■ **Material provided**
PR #992, opened 2025-12-09
Update Consent Storage

Niyibitanga:
Update to store consent type as the values used for processing instead of object sent by site.

### DIFF
--- a/packages/clarity-js/src/data/metadata.ts
+++ b/packages/clarity-js/src/data/metadata.ts
@@ -15,7 +15,7 @@ import { set } from "@src/data/variable";
 export let data: Metadata = null;
 export let callbacks: MetadataCallbackOptions[] = [];
 export let electron = BooleanFlag.False;
-let consentStatus: ConsentState = null;
+let consentStatus: ConsentData = null;
 let cookiesLogged = false;
 let defaultStatus: ConsentState = { source: ConsentSource.Default, ad_Storage: Constant.Denied, analytics_Storage: Constant.Denied };
 
@@ -84,15 +84,14 @@ export function start(): void {
   if (consentStatus === null) {
     consentStatus = {
       source: u.consent ? ConsentSource.Cookie : ConsentSource.Implicit,
-      ad_Storage: config.track ? Constant.Granted : Constant.Denied,
-      analytics_Storage: config.track ? Constant.Granted : Constant.Denied,
+      ad_Storage: config.track ? BooleanFlag.True : BooleanFlag.False,
+      analytics_Storage: config.track ? BooleanFlag.True : BooleanFlag.False,
     };
   }
 
   logCookies();
 
-  const consent = getConsentData(consentStatus);
-  trackConsent.config(consent);
+  trackConsent.config(consentStatus);
   // Track ids using a cookie if configuration allows it
   track(u);
 }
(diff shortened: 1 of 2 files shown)


packages/clarity-js/src/data/metadata.ts
```diff
@@ -15,7 +15,7 @@ export let data: Metadata = null;
 export let callbacks: MetadataCallbackOptions[] = [];
 export let electron = BooleanFlag.False;
 let rootDomain = null;
-let consentStatus: ConsentState = null;
+let consentStatus: ConsentData = null;
 let defaultStatus: ConsentState = { source: ConsentSource.API, ad_Storage: Constant.Denied, analytics_Storage: Constant.Denied };
```
toby-walker: Should this not be ConsentData type?  Maybe also consider giving this a unique source as well (the more the better).

packages/clarity-js/src/data/metadata.ts
```diff
@@ -147,15 +147,18 @@ export function consent(status = true): void {
...
   consentv2({ ad_Storage: Constant.Granted, analytics_Storage: Constant.Granted });
-  trackConsent.consent();
 }
 
 export function consentv2(consentState: ConsentState = defaultStatus, source: number = ConsentSource.API): void {
-  const updatedStatus = {
+
+  const currentState = getConsentState();
+  const consentUpdate = {
     source: consentState.source ?? source,
```
toby-walker: Wouldn't this alway mean we keep the last source? Should it not be flipped?

packages/clarity-js/src/data/metadata.ts
```diff
@@ -147,15 +147,18 @@ export function consent(status = true): void {
   }
 
   consentv2({ ad_Storage: Constant.Granted, analytics_Storage: Constant.Granted });
-  trackConsent.consent();
 }
 
 export function consentv2(consentState: ConsentState = defaultStatus, source: number = ConsentSource.API): void {
```
toby-walker: In this or later PR change to APIV2 so we know more precisely the source.

packages/clarity-js/src/data/metadata.ts
```diff
@@ -198,6 +200,14 @@ function getConsentData(consentState: ConsentState): ConsentData {
   return consent;
 }
 
+function getConsentState(): ConsentState {
+  return {
+    source: consentStatus.source ?? ConsentSource.Implicit,
```
toby-walker: When can source be null/undefined?

packages/clarity-js/src/data/metadata.ts
Niyibitanga: ConsentData uses boolean flags, the default status uses strings "granted" | "denied" sent to the API

packages/clarity-js/src/data/metadata.ts
```diff
@@ -158,14 +157,14 @@ export function consent(status = true): void {
...
   if (!core.active()) { return; }
 
-  const updatedStatus = {
-    source: consentState.source ?? source,
-    ad_Storage: normalizeConsent(consentState.ad_Storage, consentStatus?.ad_Storage),
-    analytics_Storage: normalizeConsent(consentState.analytics_Storage, consentStatus?.analytics_Storage),
+  const updatedStatus: ConsentData = {
+    source: consentInput.source ?? source,
+    ad_Storage: normalizeConsent(consentInput.ad_Storage, consentStatus?.ad_Storage),
+    analytics_Storage: normalizeConsent(consentInput.analytics_Storage, consentStatus?.analytics_Storage),
```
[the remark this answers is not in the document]
Niyibitanga: getConsentState() is only called after start() has initialized consentStatus — all call sites are gated by core.active() or data being set. This is consistent with getConsentData() which follows the same pattern without a null check.

PR #993, opened 2025-12-09
Send Updates When No Changes To Consent

Niyibitanga:
Updating API to send consent updates even when there are no changes to permissions.

### DIFF
--- a/packages/clarity-js/src/data/consent.ts
+++ b/packages/clarity-js/src/data/consent.ts
@@ -30,11 +30,11 @@ function processConsent(): void {
 
     const analytics_storage = ics.getConsentState(Constant.AnalyticsStorage);
     const ad_storage = ics.getConsentState(Constant.AdStorage);
-    const consentState = getConsentState({ ad_Storage: ad_storage, analytics_Storage: analytics_storage });
+    const consentState = getGcmConsentState({ ad_Storage: ad_storage, analytics_Storage: analytics_storage });
     consentv2(consentState);
 }
 
-function getConsentState(googleConsent: GCMConsentState): ConsentState {
+function getGcmConsentState(googleConsent: GCMConsentState): ConsentState {
     const consentState: ConsentState = {
         source: ConsentSource.GCM,
         ad_Storage: googleConsent.ad_Storage === GCMConsent.Granted ? Constant.Granted : Constant.Denied,


packages/clarity-js/src/data/metadata.ts
```diff
@@ -162,6 +162,9 @@ export function consentv2(consentState: ConsentState = defaultStatus, source: nu
     updatedStatus.ad_Storage === consentStatus.ad_Storage &&
     updatedStatus.analytics_Storage === consentStatus.analytics_Storage
   ) {
+    consentStatus.source = updatedStatus.source;
+    trackConsent.trackConsentv2(getConsentData(consentStatus));
```
toby-walker, line 164: Could not send event when source == previous source.

Niyibitanga: in what scenario?

packages/clarity-js/src/data/consent.ts
```diff
@@ -31,11 +31,12 @@ function processConsent(): void {
     const analytics_storage = ics.getConsentState(Constant.AnalyticsStorage);
     const ad_storage = ics.getConsentState(Constant.AdStorage);
     const consentState = getConsentState({ ad_Storage: ad_storage, analytics_Storage: analytics_storage });
-    consentv2(consentState, ConsentSource.GCM);
+    consentv2(consentState);
 }
 
 function getConsentState(googleConsent: GCMConsentState): ConsentState {
     const consentState: ConsentState = {
+        source: ConsentSource.GCM,
```
toby-walker, line 39: Minor; Name is confusing and too general. Should be getGcmConsentState

packages/clarity-js/src/data/metadata.ts
```diff
@@ -160,6 +160,9 @@ export function consentv2(consentState: ConsentState = defaultStatus, source: nu
...
+    trackConsent.consent();
```
nairmanu, line 165: Why are we tracking old consent as well? cant we just do the encode?

packages/clarity-js/src/data/consent.ts
nairmanu, line 58: do we need this anymore? can we do away with it and just use consentv2?

Niyibitanga: There is BE logic utilizing it, maybe we can include it in one of my other clean/refactor prs

packages/clarity-js/src/data/metadata.ts
Niyibitanga: calling encode would have the old source value, which defeats the purpose of this change

PR #995, opened 2025-12-10
Extract cookie handling to separate module (0.8.44)

nairmanu:
This pull request refactors cookie handling in the Clarity JS codebase by moving all cookie-related logic from `metadata.ts` to a new dedicated module, `cookie.ts`. It also introduces utility functions in `util.ts` and updates the initialization sequence to include the new cookie module. These changes improve code organization, reusability, and maintainability.

**Refactoring and modularization:**
* Extracted all cookie-related logic (`getCookie`, `setCookie`, encoding/decoding, and domain handling) from `metadata.ts` into a new `cookie.ts` module, centralizing cookie management. 

**Integration and initialization:**
* Registered the new `cookie` module in the main data module list and ensured it is started with other modules. 

**Consent and session management improvements:**
* Updated the `clear` and `consentv2` functions to use the new cookie module for clearing cookies, and enhanced the `clear` function to optionally clear all relevant cookies.

### DIFF
--- a/packages/clarity-js/src/data/metadata.ts
+++ b/packages/clarity-js/src/data/metadata.ts
@@ -6,7 +6,7 @@ import config from "@src/core/config";
 import hash from "@src/core/hash";
 import * as scrub from "@src/core/scrub";
 import * as trackConsent from "@src/data/consent";
-import { getCookie, setCookie } from "@src/data/cookie";
+import { COOKIE_SEP, getCookie, setCookie } from "@src/data/cookie";
 import * as dimension from "@src/data/dimension";
 import * as metric from "@src/data/metric";
 import { supported } from "@src/data/util";
@@ -229,7 +229,7 @@ export function save(): void {
   let ts = Math.round(Date.now());
   let upload = config.upload && typeof config.upload === Constant.String ? (config.upload as string).replace(Constant.HTTPS, Constant.Empty) : Constant.Empty;
   let upgrade = config.lean ? BooleanFlag.False : BooleanFlag.True;
-  setCookie(Constant.SessionKey, [data.sessionId, ts, data.pageNum, upgrade, upload].join(Constant.Caret), Setting.SessionExpire);
+  setCookie(Constant.SessionKey, [data.sessionId, ts, data.pageNum, upgrade, upload].join(COOKIE_SEP), Setting.SessionExpire);
 }
 
 function processCallback(upgrade: BooleanFlag, consentUpdate: boolean = false): void {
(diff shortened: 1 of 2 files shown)


packages/clarity-js/src/data/metadata.ts
```diff
@@ -202,9 +199,14 @@ function normalizeConsent(value: unknown, fallback: string = Constant.Denied): s
   return typeof value === 'string' ? value.toLowerCase() : fallback;
 }
 
-export function clear(): void {
+export function clear(all: boolean = false): void {
   // Clear any stored information in the cookie that tracks session information so we can restart fresh the next time
-  setCookie(Constant.SessionKey, Constant.Empty, 0);
+  setCookie(Constant.SessionKey, Constant.Empty, -Number.MAX_VALUE);
```
malaref: Why the change to `-Number.MAX_VALUE` instead of `0`? This may change the behavior of `setCookie` as `cookie` will be `${key}=${encodedValue};expires=Invalid Date;path=/`;

packages/clarity-js/src/data/metadata.ts
```diff
@@ -202,9 +199,14 @@ function normalizeConsent(value: unknown, fallback: string = Constant.Denied): s
   return typeof value === 'string' ? value.toLowerCase() : fallback;
 }
 
-export function clear(): void {
+export function clear(all: boolean = false): void {
```
ender336, line 202: I feel like this is a good opportunity to provide some more information in the naming so at a glance the behavior is clear. Maybe name the function clearCookies with two params (one for session which defaults to true and another for user which defaults to false)

ender336 (approved):

packages/clarity-js/src/data/metadata.ts
nairmanu: the outcome is the same: the cookie won’t persist. The difference is that 0 is a conventional way to clear a cookie, while -Number.MAX_VALUE is more of a hacky way to guarantee the expiry date is way before now. Since it was Number.MAX_VALUE where it was moslty used (in consent), I kept it consistent with that.

packages/clarity-js/src/data/metadata.ts
nairmanu: Exported function names wont get minified, so a longer name does impact bundle size :)

packages/clarity-js/src/data/metadata.ts
malaref: My point is that this number won't make it in the first place. `expiry.toUTCString()` will return `"Invalid Date"`.

nairmanu: it wont even get there. expiry will be NaN when we subtract the large number essentially turning the cookie to be a session cookie with no expiry. Setting to 0 would mean expiry will be current date but this is dependent on the browser returning correct value for new Date().toUTCString(). If local date is incorrect, we will not be compliant

Niyibitanga (approved):

PR #996, opened 2025-12-10
ensuring we don't process any script tags that were maliciously uploaded

ender336:


nairmanu (approved):

packages/clarity-visualize/src/layout.ts
```diff
@@ -452,6 +452,13 @@ export class LayoutHelper {
                     this.setAttributes(iframeElement, node);
                     insert(node, parent, iframeElement, pivot);
                     break;
+                case "SCRIPT":
+                    {
```
malaref, line 456: Why is this scoped, unlike other `case`s?... I don't think it'll affect the `break;` statement, but it still looks awkward 😅

ender336: @copilot All blocks should actually be scoped so that defined variables don't interfere with each other unintentionally. I just didn't want to make the change for all other fields as we wanted to get this in separately

toby-walker, line 456: Make comment a bit clearer. Give an example of what this is defending against.

toby-walker: Just merge the copilot PR that does this everywhere before your PR.

PR #998, opened 2025-12-12
Update Cookie Storage

Niyibitanga:
Update cookie consent to store ad storage as well

### DIFF
--- a/packages/clarity-js/src/data/metadata.ts
+++ b/packages/clarity-js/src/data/metadata.ts
@@ -88,9 +88,9 @@ export function start(): void {
   // If consent status is not already set, initialize it based on project configuration. Otherwise, use the existing consent status.
   if (consentStatus === null) {
     consentStatus = {
-      source: ConsentSource.Implicit,
-      ad_Storage: config.track ? Constant.Granted : Constant.Denied,
-      analytics_Storage: config.track ? Constant.Granted : Constant.Denied,
+      source: u.consent || u.ad_consent ? ConsentSource.Cookie : ConsentSource.Implicit,
+      ad_Storage: u.ad_consent || (config.track && consentStatus.source != ConsentSource.Cookie) ? Constant.Granted : Constant.Denied,
+      analytics_Storage: u.consent || config.track ? Constant.Granted : Constant.Denied,
     };
   }
   const consent = getConsentData(consentStatus);
@@ -177,7 +177,7 @@ export function consentv2(consentState: ConsentState = defaultStatus, source: nu
 
   if (core.active() && consentData.analytics_Storage) {
     config.track = true;
-    track(user(), BooleanFlag.True);
+    track(user(), consentData.analytics_Storage, consentData.ad_Storage);
     save();
   }
 
@@ -252,9 +252,10 @@ function processCallback(upgrade: BooleanFlag, consentUpdate: boolean = false): 
   }
 }
 
-function track(u: User, consent: BooleanFlag = null): void {
+function track(u: User, consent: BooleanFlag = null, ad_consent: BooleanFlag = null): void {
   // If consent is not explicitly specified, infer it from the user object
   consent = consent === null ? u.consent : consent;
+  ad_consent = ad_consent === null ? u.ad_consent : ad_consent;
   // Convert time precision into days to reduce number of bytes we have to write in a cookie
   // E.g. Math.ceil(1628735962643 / (24*60*60*1000)) => 18852 (days) => ejo in base36 (13 bytes => 3 bytes)
   let end = Math.ceil((Date.now() + (Setting.Expire * Time.Day)) / Time.Day);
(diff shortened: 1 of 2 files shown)


packages/clarity-js/types/data.d.ts
```diff
@@ -423,6 +424,7 @@ export interface User {
     version: number;
     expiry: number;
     consent: BooleanFlag;
```
nairmanu: since ad_consent is separate, shouldnt this be changed to analyticsConsent.

packages/clarity-js/src/data/metadata.ts
```diff
@@ -310,7 +311,8 @@ function user(): User {
     if (parts.length > 2) { output.expiry = num(parts[2], 36); }
     // Check if we have explicit consent to track this user
     if (parts.length > 3 && num(parts[3]) === 1) { output.consent = BooleanFlag.True; }
-    if (parts.length > 4 && num(parts[1]) > 1) { output.dob = num(parts[4]); }
+    if (parts.length > 4 && num(parts[4]) === 1) { output.ad_consent = BooleanFlag.True; }
```
nairmanu: we should not do this.  new parts should be at the end or there wont be any backward compatibility

packages/clarity-js/src/data/metadata.ts
```diff
@@ -88,9 +88,9 @@ export function start(): void {
   // If consent status is not already set, initialize it based on project configuration. Otherwise, use the existing consent status.
   if (consentStatus === null) {
     consentStatus = {
-      source: ConsentSource.Implicit,
-      ad_Storage: config.track ? Constant.Granted : Constant.Denied,
-      analytics_Storage: config.track ? Constant.Granted : Constant.Denied,
+      source: u.consent || u.ad_consent ? ConsentSource.Cookie : ConsentSource.Implicit,
+      ad_Storage: u.ad_consent || (config.track && consentStatus.source != ConsentSource.Cookie) ? Constant.Granted : Constant.Denied,
```
nairmanu: why the additional check for source? we shouldnt be checking config.track with this approach. There should be a ad and analytics value check instead

packages/clarity-js/types/data.d.ts
```diff
@@ -386,7 +386,8 @@ export const enum XMLReadyState {
 export const enum ConsentSource {
     Implicit = 0,
     API = 1,
-    GCM = 2
```
toby-walker, line 389: Could we add APIV1 vs. APIV2 at the same time or in a separate PR (if you prefer that).

packages/clarity-js/src/data/metadata.ts
```diff
@@ -88,9 +88,9 @@ export function start(): void {
...
+      analytics_Storage: u.consent || config.track ? Constant.Granted : Constant.Denied,
```
toby-walker, line 93: >i [](http://example.com/codeflow?start=42&length=1)

What is u.consent storing?

toby-walker, line 93: >t [](http://example.com/codeflow?start=57&length=1)

Style nit: Put parenthesis around the ?: to make the precedence clear.

packages/clarity-js/src/data/metadata.ts
toby-walker, line 92: Can you explain this logic?

toby-walker:
> let consentStatus: ConsentState = null;

Style nit: This name is a bit confusing. Better would be something like "currentCurreent' consent or similar. Unify everything to state not status as well in naming things. 

---
Refers to: packages/clarity-js/src/data/metadata.ts:18 in 46911be. [](commit_id = 46911bedd3fc11a6eb9e31ace91b26aea1abe45b, deletion_comment = False)

packages/clarity-js/src/data/metadata.ts
```diff
@@ -177,7 +177,7 @@ export function consentv2(consentState: ConsentState = defaultStatus, source: nu
 
   if (core.active() && consentData.analytics_Storage) {
     config.track = true;
-    track(user(), BooleanFlag.True);
+    track(user(), consentData.analytics_Storage, consentData.ad_Storage);
```
toby-walker, line 180: Minor: Might be clean to just pass the cseontnData as a single argument not splitting it up here into separate arg (enables us to add more permissions later). And lot of bool parameters are easy to get wrong (order, etc.).

packages/clarity-js/src/data/metadata.ts
```diff
@@ -252,18 +252,19 @@ function processCallback(upgrade: BooleanFlag, consentUpdate: boolean = false):
   }
 }
 
-function track(u: User, consent: BooleanFlag = null): void {
```
toby-walker, line 255: Rename to analytics to make it unambiguous. Consent own its own is too ambiguous.

packages/clarity-js/src/data/metadata.ts
```diff
@@ -252,18 +252,19 @@ function processCallback(upgrade: BooleanFlag, consentUpdate: boolean = false):
...
   // E.g. Math.ceil(1628735962643 / (24*60*60*1000)) => 18852 (days) => ejo in base36 (13 bytes => 3 bytes)
   let end = Math.ceil((Date.now() + (Setting.Expire * Time.Day)) / Time.Day);
   // If DOB is not set in the user object, use the date set in the config as a DOB
   let dob = u.dob === 0 ? (config.dob === null ? 0 : config.dob) : u.dob;
 
   // To avoid cookie churn, write user id cookie only once every day
-  if (u.expiry === null || Math.abs(end - u.expiry) >= Setting.CookieInterval || u.consent !== consent || u.dob !== dob) {
-    let cookieParts = [data.userId, Setting.CookieVersion, end.toString(36), consent, dob];
+  if (u.expiry === null || Math.abs(end - u.expiry) >= Setting.CookieInterval || u.consent !== consent || u.ad_consent != ad_consent || u.dob !== dob) {
+    let cookieParts = [data.userId, Setting.CookieVersion, end.toString(36), consent, ad_consent, dob];
```
toby-walker, line 267: This is not backwards/forwards compatible. Better to append to end. Think about how this work in current client (or older) and newer ones in all combination (older cookie, new client) and (new cookies, old client).

PR #1005, opened 2025-12-19
ensuring we dont execute code in attributes

ender336:


nairmanu (approved):

packages/clarity-visualize/src/layout.ts
```diff
@@ -670,6 +670,23 @@ export class LayoutHelper {
...
+        if (name.startsWith('on')) {
+            return true;
+        }
+        
+        // Check for JavaScript protocols and dangerous patterns
+        const dangerous = [
+            /^\s*javascript:/i,
+            /^\s*data:text\/html/i,
+            /^\s*vbscript:/i
+        ];
```
malaref, line 684: nit: this list should be among other constants

ender336: I think it's only relevant here so keeping it for now

PR #1017, opened 2026-01-18
Capture source information for clicks

nairmanu:


packages/clarity-js/src/interaction/click.ts
```diff
@@ -75,6 +75,7 @@ function handler(event: Event, root: Node, evt: MouseEvent): void {
                 tag: getElementAttribute(t, "tagName").substring(0, Setting.ClickTag),
                 class: getElementAttribute(t, "className").substring(0, Setting.ClickClass),
                 id: getElementAttribute(t, "id").substring(0, Setting.ClickId),
+                source: evt.isTrusted ? ClickSource.Undefined : source()
```
Niyibitanga: would it be better to have this as Clicksource.Trusted? Undefined seems a bit misleading

Niyibitanga (approved):

packages/clarity-js/src/interaction/click.ts
nairmanu: source having value trusted doesnt make sense. its just not defined in this case when isTrust is true.

packages/clarity-js/src/interaction/click.ts
```diff
@@ -76,6 +79,7 @@ function handler(event: Event, root: Node, evt: MouseEvent): void {
                 tag: getElementAttribute(t, "tagName").substring(0, Setting.ClickTag),
                 class: getElementAttribute(t, "className").substring(0, Setting.ClickClass),
                 id: getElementAttribute(t, "id").substring(0, Setting.ClickId),
+                source: config.diagnostics ? (evt.isTrusted ? ClickSource.Undefined : source()) : ClickSource.Undefined
```
nairmanu: this can be simplified to 
`config.diagnostics && !evt.isTrusted  ? source() : ClickSource.Undefined `

Niyibitanga (approved):

PR #1025, opened 2026-01-24
Fix(interaction): handle null targets in scroll/click to prevent Type Error #852

### LINKED ISSUE #852: Uncaught TypeError: Cannot read properties of null (reading 'scrollLeft')
**Describe the bug**
We are capturing hundreds of instances of this error via our Sentry integration within our PHP/Symfony app. When our users are navigating around our app, this error is being thrown which causes our front-end to break and throw an exception.

**Repro Steps**
Occurs in multiple scenarios within the UI of our PHP/Symfony app, when scrolling up/down within different components. Once the error is thrown in the front-end it bubbles up to the user through Symfony.

**Screenshots**
Image

Image

**Project info**
- PHP/Symfony application 

**Browser info:**
 - Principally in Windows using Chrome/Edge browser

BryanBradfo:
### Description
This PR fixes a `TypeError` reported in issue #852 ("Cannot read properties of null (reading 'scrollLeft')"). 

This error occurs when `scrollLeft` or `scrollTop` is accessed on a `null` element, which can happen in certain edge cases (e.g., inside React/Next.js applications where elements might be detached or managing shadow DOM).

### Changes
I added optional chaining (`?.`) and a fallback (`|| 0`) to handle null targets safely in:
- `packages/clarity-js/src/interaction/scroll.ts`
- `packages/clarity-js/src/interaction/click.ts`
- `packages/clarity-js/src/interaction/pointer.ts`

### Verification
- Ran `npm run build` successfully.
- Verified that the changes introduce null-checks without altering the logic for valid elements.

Fixes #852

cc @AbdelrhmanMagdy (Since you looked into this previously, I thought you might want to review this fix).

### DIFF
--- a/packages/clarity-js/src/interaction/click.ts
+++ b/packages/clarity-js/src/interaction/click.ts
@@ -24,8 +24,8 @@ export function observe(root: Node): void {
 function handler(event: Event, root: Node, evt: MouseEvent): void {
     let frame = iframe(root);
     let d = frame && frame.contentDocument ? frame.contentDocument.documentElement : document.documentElement;
-    let x = "pageX" in evt ? Math.round(evt.pageX) : ("clientX" in evt ? Math.round(evt["clientX"] + d.scrollLeft) : null);
-    let y = "pageY" in evt ? Math.round(evt.pageY) : ("clientY" in evt ? Math.round(evt["clientY"] + d.scrollTop) : null);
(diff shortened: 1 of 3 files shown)


BryanBradfo:

BryanBradfo:
Hi @malaref, @Niyibitanga and @nairmanu,

I'm bumping this PR as it addresses a TypeError (issue #852) affecting production environments in React/Next.js apps.

All checks have passed, the CLA is signed, and the fix uses safe optional chaining. Could you please take a look when you have a moment?

Thanks!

■ **Assignment**
Using the material above, quote the first line and each line after it, stopping at and including the line that holds "let cookiesLogged = false;".

■ **Answer section**
PR #992, opened 2025-12-09
Update Consent Storage

Niyibitanga:
Update to store consent type as the values used for processing instead of object sent by site.

### DIFF
--- a/packages/clarity-js/src/data/metadata.ts
+++ b/packages/clarity-js/src/data/metadata.ts
@@ -15,7 +15,7 @@ import { set } from "@src/data/variable";
 export let data: Metadata = null;
 export let callbacks: MetadataCallbackOptions[] = [];
 export let electron = BooleanFlag.False;
-let consentStatus: ConsentState = null;
+let consentStatus: ConsentData = null;
 let cookiesLogged = false;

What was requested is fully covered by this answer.